Doug Allen, a Claremont, California, attorney, says he recently had his client--accused of trespassing in a restricted area and then trying to run down a security guard--plea-bargain. Before the attack, he would have gone to trial. "You're really in trouble with those facts because everyone is very sensitive to people being where they don't belong right now," he says.

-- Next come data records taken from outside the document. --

PR #241, opened 2022-01-14
Improve performer search

### LINKED ISSUE #124: [Feature] Consider performer aliases when searching

peolic:
(2nd attempt at this)
include aliases and disambiguation (weighted)
Resolves #124 

- Hopefully this is a good query, but feel free to make changes, though I feel its a bit fragile...
but it works... I mean, it seems to work well enough for now.
- The weights are kinda random
- Some results can ~theoretically~ have a score over 1 (for example, `name similarity 1 + any alias similarity * 0.7`)
  I don't give 100% weight to the name column so exact matches are in the top results.

### DIFF
--- a/pkg/sqlx/querybuilder_performer.go
+++ b/pkg/sqlx/querybuilder_performer.go
@@ -532,12 +532,25 @@ func (qb *performerQueryBuilder) GetAllPiercings(ids []uuid.UUID) ([][]*models.B
 
 func (qb *performerQueryBuilder) SearchPerformers(term string, limit int) (models.Performers, error) {
 	query := `
-        SELECT * FROM performers
-        WHERE name % $1
-        AND similarity(name, $1) > 0.5
-        AND deleted = FALSE
-        ORDER BY similarity(name, $1) DESC
-        LIMIT $2`
+	SELECT P.* FROM performers P
+	JOIN (
+		SELECT DISTINCT ON (P.id)
+			P.id,
+			(similarity(P.name, $1) +
+			 similarity(COALESCE(PA.alias, ''), $1) * 0.7 +
+			 similarity(COALESCE(P.disambiguation, ''), $1) * 0.3
+			) AS score
+		FROM performers P
+		LEFT JOIN performer_aliases PA on PA.performer_id = P.id
+		WHERE
+			P.deleted = FALSE AND (
+				(P.name % $1 AND similarity(P.name, $1) > 0.5)
+				OR (PA.alias % $1 AND similarity(COALESCE(PA.alias, ''), $1) > 0.6)
+				OR (P.disambiguation % $1 AND similarity(COALESCE(P.disambiguation, ''), $1) > 0.7)
+			)
+	) T ON T.id = P.id
+	ORDER BY T.score DESC
+	LIMIT $2`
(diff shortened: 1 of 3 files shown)


pkg/sqlx/querybuilder_performer.go
```diff
@@ -532,25 +532,29 @@ func (qb *performerQueryBuilder) GetAllPiercings(ids []uuid.UUID) ([][]*models.B
...
-			)
-	) T ON T.id = P.id
-	ORDER BY T.score DESC
-	LIMIT $2`
+		SELECT P.* FROM performers P
+		WHERE P.id IN (
+			SELECT id FROM (
+				SELECT P.id, similarity(P.name, $1) AS similarity
+				FROM performers P
+				LEFT JOIN performer_aliases PA on PA.performer_id = P.id
```
peolic: Does it need the PA join?

pkg/sqlx/querybuilder_performer.go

The terrorist attacks have produced collateral damage in an unexpected place: criminal courtrooms. It's not hard to see why Al-Amin, an Islamic clergyman who shows up at trial in traditional Muslim robes, would be worried about facing a jury right now. But legal experts say the impact goes beyond Muslim defendants or even immigrants. Suddenly the balance between prosecutors and defendants has swung, particularly in cases in which now lionized police officers are witnesses.

There are no hard numbers yet on how much the new climate may be increasing conviction rates. But lawyers nationwide are exchanging stories. In Houston a week after the attacks, a Mexican defendant convicted of delivering 40 lbs. of heroin was sentenced to 61 years, not the 30 he was expecting. "Everyone was shocked," says his lawyer, Stanley Schneider, who blames Sept. 11 backlash.

In Cincinnati, Ohio, defense attorney Martin Pinales says he's going slow on a fraud case because, in these anthrax days, the postal-inspector witnesses against his client may have extra credibility. The halo effect may even reach to cases in which police are defendants. Robert Jorg is on trial in Cincinnati for the choke-hold death of a 29-year-old black man. The case is proceeding as planned, but prosecutor Mike Allen is worried his chances of winning may have declined. "It's always hard to win a conviction against a police officer," he says. "It's going to be more difficult now."

The attack is even affecting civil cases. Joseph Rice, a San Francisco jury consultant, says his mock juries are suddenly more skeptical of personal-injury lawsuits. They are coming in with lower emotional-distress awards in product-liability cases and telling him it's because the plaintiffs' pain and suffering do not compare to what they saw in the World Trade Center collapse.

Lawyers, in closing arguments, are urging jurors not to take their frustration out on the defendants. And they are trying to remind them that cops aren't perfect. "The answer to that is you can be heroic in one minute, perjurious in the next, depending on what your goals are," says David Lewis, the lawyer for a 1993 World Trade Center bombing defendant. Still, defense lawyers say Sept. 11's impact may not be all bad. Robin Steinberg, director of Bronx Defenders, a New York public-defender office, says world terrorism may make jurors question if it makes sense to devote so much energy to petty crime. She worries that cops testifying against her clients may benefit from extra goodwill, but she says it could be worse. "If it were fire fighters testifying," she says, "that would be terrible."